> Exercise description: Quote all entries in full, exactly.

> Stored items:
------------
PR #202, opened 2016-09-13
Do not show alert together with camera keyboard

mikeger:
# Problem
The UI seems broken if user did not allowed the camera permissions in camera keyboard: the camera alert is overlapped by the keyboard.

# Solution
We do not show those dialogues at the same time. The alert is shown first, then the camera keyboard is coming into focus.

### DIFF
--- a/Wire-iOS/Sources/Helpers/UIApplication+Permissions.m
+++ b/Wire-iOS/Sources/Helpers/UIApplication+Permissions.m
@@ -20,6 +20,7 @@
 #import "UIApplication+Permissions.h"
 #import "AppDelegate.h"
 #import "UIAlertController+Wire.h"
+#import "UIResponder+FirstResponder.h"
 
 #import <AVFoundation/AVFoundation.h>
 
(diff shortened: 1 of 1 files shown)


Wire-iOS/Sources/Helpers/UIApplication+Permissions.m
```diff
@@ -42,22 +43,43 @@ + (void)wr_requestOrWarnAboutVideoAccess:(void(^)(BOOL granted))grantedHandler
...
-    }]];
+        if (nil != completion) completion();
+    }];
+    
+    [noVideoAlert addAction:actionSettings];
+    
+    UIAlertAction *actionOK = [UIAlertAction actionWithTitle:NSLocalizedString(@"general.ok", nil)
+                                                       style:UIAlertActionStyleCancel
+                                                     handler:^(UIAlertAction * _Nonnull action) {
+         [[AppDelegate sharedAppDelegate].notificationsWindow.rootViewController dismissViewControllerAnimated:YES completion:nil];
```
typfel: Is this for dismissing the `UIAlertViewController`? Couldn't we just pass in the `noVideoAlert` then?

mikeger: It would be a reference circle, so you need to `weak` it. Otherwise yes.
------------
> Output of the task:
PR #202, opened 2016-09-13
Do not show alert together with camera keyboard

mikeger:
# Problem
The UI seems broken if user did not allowed the camera permissions in camera keyboard: the camera alert is overlapped by the keyboard.

# Solution
We do not show those dialogues at the same time. The alert is shown first, then the camera keyboard is coming into focus.

### DIFF
--- a/Wire-iOS/Sources/Helpers/UIApplication+Permissions.m
+++ b/Wire-iOS/Sources/Helpers/UIApplication+Permissions.m
@@ -20,6 +20,7 @@
 #import "UIApplication+Permissions.h"
 #import "AppDelegate.h"
 #import "UIAlertController+Wire.h"
+#import "UIResponder+FirstResponder.h"
 
 #import <AVFoundation/AVFoundation.h>
 
(diff shortened: 1 of 1 files shown)


Wire-iOS/Sources/Helpers/UIApplication+Permissions.m
```diff
@@ -42,22 +43,43 @@ + (void)wr_requestOrWarnAboutVideoAccess:(void(^)(BOOL granted))grantedHandler
...
-    }]];
+        if (nil != completion) completion();
+    }];
+    
+    [noVideoAlert addAction:actionSettings];
+    
+    UIAlertAction *actionOK = [UIAlertAction actionWithTitle:NSLocalizedString(@"general.ok", nil)
+                                                       style:UIAlertActionStyleCancel
+                                                     handler:^(UIAlertAction * _Nonnull action) {
+         [[AppDelegate sharedAppDelegate].notificationsWindow.rootViewController dismissViewControllerAnimated:YES completion:nil];
```
typfel: Is this for dismissing the `UIAlertViewController`? Couldn't we just pass in the `noVideoAlert` then?

mikeger: It would be a reference circle, so you need to `weak` it. Otherwise yes.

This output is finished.